# [What you need to do]
Beneath this task are records; tally the lines in them that contain "opened" and report only the number.

[Dataset entries]
::::::::::

Issue #886, opened 2023-12-30
Insufficient password length management


stoeckmann:
The login.defs file contains the two fields `PASS_MIN_LEN` and `PASS_MAX_LEN`.

### PASS_MAX_LEN

The example etc/login.defs states:
```
#
# Number of significant characters in the password for crypt().
# Default is 8, don't change unless your crypt() is better.
# Ignored if MD5_CRYPT_ENAB set to "yes".
#
#PASS_MAX_LEN           8
```

Contrary to its description, `PASS_MAX_LEN` is only considered if the encryption method is DES. You can easily test this by using e.g. YESCRYPT and change the password with `passwd` and enter a password which is longer than the configured maximum length.

Yet, the maximum length is actually capped. The `agetpass` function supplied by shadow allows up to PASS_MAX characters (definition in C file, not configurable). Yet passwords are already silently truncated at 199 characters due to internal limit in `passwd`.

### PASS_MIN_LEN

If `PASS_MIN_LEN` is not set login.defs, then an invalid message is printed in `passwd`:

Proof of Concept even if PAM support is compiled in (run as root):
```
# passwd -P /.
Changing password for root
Enter the new password (minimum of 5 characters)
Please use a combination of upper and lower case letters and numbers.
New password:
```

According to this message, a minimum of 5 characters is in place. But in fact, empty passwords are allowed as well. This happens because src/ and lib/ use different default values if `PASS_MIN_LEN` does not exist.

alejandro-colomar:
I believe at least some of these issues are resolved (the 199 limit within passwd(1) has been removed).

Would you mind checking what's the status of this?  Also, could you propose some patches?

stoeckmann:
Reported issue is fixed. I think that it can be closed, even though an open merge request exists to remove defaults from login.defs. But that would have no impact on this very issue.

alejandro-colomar:
Thanks!

PR #927, opened 2024-01-25
Implement reading password from pipe/stdin

thalman:
New option --stdin/-s is available for root user. It is useful
for automation/setup and it makes shadow utils passwd more versatile.

### DIFF
--- a/src/passwd.c
+++ b/src/passwd.c
@@ -68,7 +68,8 @@ static bool
     Sflg = false,			/* -S - show password status */
     uflg = false,			/* -u - unlock the user's password */
     wflg = false,			/* -w - set warning days */
-    xflg = false;			/* -x - set maximum days */
+    xflg = false,			/* -x - set maximum days */
+    sflg = false;			/* -s - read passwd from stdin */
 
 /*
  * set to 1 if there are any flags which require root privileges,
@@ -158,6 +159,7 @@ usage (int status)
 	(void) fputs (_("  -w, --warndays WARN_DAYS      set expiration warning days to WARN_DAYS\n"), usageout);
 	(void) fputs (_("  -x, --maxdays MAX_DAYS        set maximum number of days before password\n"
 	                "                                change to MAX_DAYS\n"), usageout);
+	(void) fputs (_("  -s, --stdin                   read new token from stdin\n"), usageout);
 	(void) fputs ("\n", usageout);
 	exit (status);
 }
@@ -252,7 +254,7 @@ static int new_password (const struct passwd *pw)
 			pass_max_len = getdef_num ("PASS_MAX_LEN", 8);
 		}
 	}
-	if (!qflg) {
+	if (!qflg && !sflg) {
 		if (pass_max_len == -1) {
 			(void) printf (_(
 "Enter the new password (minimum of %d characters)\n"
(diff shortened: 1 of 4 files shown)


src/passwd.c
```diff
@@ -266,56 +268,69 @@ static int new_password (const struct passwd *pw)
...
 		if (NULL == cp) {
-			MEMZERO(orig);
-			MEMZERO(pass);
 			return -1;
 		}
-		if (warned && (strcmp (pass, cp) != 0)) {
-			warned = false;
-		}
-		STRTCPY(pass, cp);
+		STRTCPY (pass, cp);
```
alejandro-colomar, line 279: Hmmmm, I need to come back some day to string hardening, and check what to do when STRTCPY() doesn't fit.

From what I can see, this is silently clamping the password to the first 199 bytes +'\0'.  That doesn't look like a good thing to do.

src/passwd.c
```diff
@@ -682,11 +697,11 @@ static void update_shadow (void)
  *	-l	lock the password of the named account (*)
  *	-n #	set sp_min to # days (*)
  *	-r #	change password in # repository
- *	-s	execute chsh command to interpret flags
```
alejandro-colomar, line 685: What heppened to -s?

src/passwd.c
```diff
@@ -850,6 +866,16 @@ int main (int argc, char **argv)
 				xflg = true;
 				anyflag = true;
 				break;
+			case 't':
+				if (!amroot) {
```
alejandro-colomar, line 870: Ahh, okay, you have the check here.  Forget what I said above.

stoeckmann:
> It is useful for automation/setup and it makes shadow utils passwd more versatile.

Which use case does this cover compared to what `newusers` has to offer? The advantage of `newusers` is that it's not setuid. Pretty much "root only" already.

src/passwd.c
stoeckmann: Yes, that's what's happening: https://github.com/shadow-maint/shadow/issues/886

alejandro-colomar: Thanks!

thalman:
Hmm, I found that my PR does not work correctly with PAM. Let me investigate it first.

src/passwd.c
alejandro-colomar: Please don't remove that line.

alejandro-colomar (dismissed):
Please don't remove the `-s` comment in this PR.

src/passwd.c
thalman: It seems that -s was never there or it is long gone. I hesitated if I can usurp -s short flag for --stdin. Now another PR has been merged that cleaned this comment so I updated my PR to
- not remove old comment
- use -s as a short option for --stdin

thalman:
> Please don't remove the `-s` comment in this PR. (Never mind; fixed in master.)

Removed from PR

src/passwd.c
alejandro-colomar: Ahh, makes sense.  I checked, and none of FreeBSD, NetBSD, nor OpenBSD use -s, so that LGTM.

ikerexxe (approved):
LGTM. Thanks for the patch and your hard work here!

stoeckmann:
> > Which use case does this cover compared to what `newusers` has to offer? The advantage of `newusers` is that it's not setuid. Pretty much "root only" already.
> 
> But yes you are right, this can be achieved in many different ways.

Just to add to my initial remark: The solution with `newusers` has a critical issue: Passwords cannot contain colons because they are field separators. So I'm not a fan of newusers anymore at all.

Thank you for clarification!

::::::::::

# [Response to the task]
2